ABC is an acute angled triangle

i) show that tan (a+b) = -tan c -----> done
ii) Hence show that tanA + tanB + tanC = tanA tanB tanC

I have a feeling its pretty easy, but I'm having major brainfreeze

thanks

 

[mrzeidan1]

Its OK I got it

 

[SoulSearcher]

I like those types of questions

 

[mrzeidan1]

Worth 3 marks in a past paper... Not a bad way to get a few marks

 

[xoxo]

can u explain it please? i did that same q....and also looked at it as though i had never seen it before...both parts....i feel so stupid lol

 

[Chocolat]

ABC is an acute angled triangle

i) show that tan (a+b) = -tan c -----> done
ii) Hence show that tanA + tanB + tanC = tanA tanB tanC

I have a feeling its pretty easy, but I'm having major brainfreeze

thanks

*stares blankly at the problem*

Oh.
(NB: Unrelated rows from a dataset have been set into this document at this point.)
PR #1228, opened 2026-05-05
Prepare range iterator branch state for visitors

cberner:
Represent range iterator branch positions with an explicit traversal state and cache leaf entry counts. This keeps the existing iterator API unchanged while making the branch state easier to extend with traversal visitor events in the extract_if optimization.

Assisted-by: Codex


cberner:
@codex review

Issue #826, opened 2024-07-22
consider reducing log level to trace/debug


flokli:
We're using redb in an application, and with the default `RUST_LOG` (`info`) there's a lot of log messages from `redb` popping up, at `info` level.

Opening and closing transactions is quite normal, I'd not expect `redb` to emit generic debug logs at `info` level during normal operation, but it'd help to have it available for instrumentation usecases (so I don't want to feature-flag it out).

Would you be up to a PR moving these to `debug` or `trace` level?

flokli:
I'm talking about the log messages that are currently at info (emitted when doing transactions).

Usually applications use `info` as a log level default, and this means downstream applications get log lines about redb transactions happening.

Changing these to debug/trace would cause them only to appear if the log level is increased.

cberner:
You can just filter them out. `RUST_LOG=redb=warn` is the syntax I think

flokli:
Yes, but it need to be set explicitly by users of the application, which is confusing, especially if used transitively. I wouldnt expect a library to log at info level.

cberner:
You should be able to set it via the logging APIs, I think, then users won't need to. I don't know the exact API call off hand though.

> I wouldnt expect a library to log at info level.
Is there any official guidance you know of? Happy to look at that, but other libraries I've used also log at `info!`

flokli:
I cannot, if I'm providing a library itself, that users consume.

It'd be on them to set up logging, and explicitly filter out log messages that come from redb.

Seems there's no official guidelines for this, but https://github.com/rust-lang/api-guidelines/discussions/65#discussioncomment-233350  dives a bit into this topic, that logging with debug and trace only for regular operations is preferred.

> You should be able to set it via the logging APIs, I think, then users won't need to. I don't know the exact API call off hand though.
> 
> > I wouldnt expect a library to log at info level.
> > Is there any official guidance you know of? Happy to look at that, but other libraries I've used also log at `info!`

cberner:
That link doesn't seem very authoritative. Do you have any examples of high profile libraries that do it this way? I looked at `serde`, but I don't see any logging calls in it

flokli:
I could mention tonic/tower. They also don't log an info on every new connection being made / request being processed. But move this to trace. I'd expect redb to behave the same.

cberner:
I left one at `info!`, but changed the rest. Thanks for the references!

flokli:
Thanks for changing this!

flokli:
[...]

PR #1262, opened 2026-05-22
Downgrade remaining log messages from info! to debug!

flokli:
Not logging at info level for noncritical messages seems common practice for libary code, and previously the amount of log lines logging at this level was already reduced to one single occasion (#828), after the report in #826.

Since then, two more occurences have popped up, causing two log lines for each redb database opened. Switch them to debug!.

### DIFF
--- a/src/db.rs
+++ b/src/db.rs
@@ -25,7 +25,7 @@ use crate::transactions::{
 };
 use crate::tree_store::file_backend::FileBackend;
 #[cfg(feature = "logging")]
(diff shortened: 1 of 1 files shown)


flokli:
See https://github.com/cloud-hypervisor/fuse-backend-rs/pull/225 / https://github.com/cloud-hypervisor/fuse-backend-rs/pull/195 for another example of other library code downgrading these to debug level.

flokli:
Thanks!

My. Goodness.

 

[mrzeidan1]

Ok I'll try before SoulSearcher runs to this thread

i) Angle sum of triangle, a+b+c =180
therefore a+b=180-c
tan (a+b) = tan (180-C) = -tan C

ii) tan(a+b) = (tan A + tan B) / (1- tan A tan B)
since tan(a+b) = -tan C,
(tan A + tan B) / (1- tan A tan B) = -tan C
multiplying by (1- tan A tan B), we get (tan A + tan B) = -tan C +tan A tan B tan C
therefore tan A + tan B + tan C = tan A tan B tan C

I really need to learn how to set this stuff out properly

 

[SoulSearcher]

I know another way to get out part 2, but it isn't nearly as nice and simple as that

 

[mrzeidan1]

share

 

[Chocolat]

Can someone please reassure me that this maths question is strictly in the 3 Unit Maths course (or 4 Unit) and not 2 Unit?

 

[mrzeidan1]

3 unit ...
I think/hope

 

[Riviet]

3 unit ...
I think/hope

Yeah it basically is. There's actually nothing that a 2 unit student wouldn't understand, it's just the algebraic manipulation that's harder.

 

[SoulSearcher]

Strictly 3 unit.

tan(A+B+C)
= tan((A+B)+C)
= tan(A+B)+tanC/1-tan(A+B)tanC
= [(tanA+tanB/1-tanAtanB)+tanC]/[1-(tanC(tanA+tabB)/1-tanAtanB)]
= [(tanA+tanB+tanC-tanAtanBtanC)/1-tanAtanB)]/[(1-tanAtanB-tanC(tanA+tanB))/1-tanAtanB]
= tanA+tanB+tanC-tanAtanBtanC/1-tanAtanB-tanC(tanA+tanB

However since A+B+C = 180, tan (A+B+C) = tan 180 = 0
Therefore tanA+tanB+tanC-tanAtanBtanC/1-tanAtanB-tanC(tanA+tanB) = 0
Therefore tanA+tanB+tanC-tanAtanBtanC = 0
Therefore tanA + tanB + tanC = tanA tanB tanC

See, a lot more messier than your way

 

[xoxo]

ohhhhhhhhh thanks lol it looks so easy now hahah

 

[mrzeidan1]

SoulSearcher made it more confusing lol

 

[SoulSearcher]

ohhhhhhhhh thanks lol it looks so easy now hahah

Told you my way was fucked

 

[fishy89sg]

please tell me where you got this

that combined question was worth 5 marks in our exam

 

[SoulSearcher]

I've seen it before in a couple of areas, can't remember where though.

 

[Riviet]

I've seen it before in a couple of areas, can't remember where though.

Was one of those places here?

 

[SoulSearcher]

Bingo!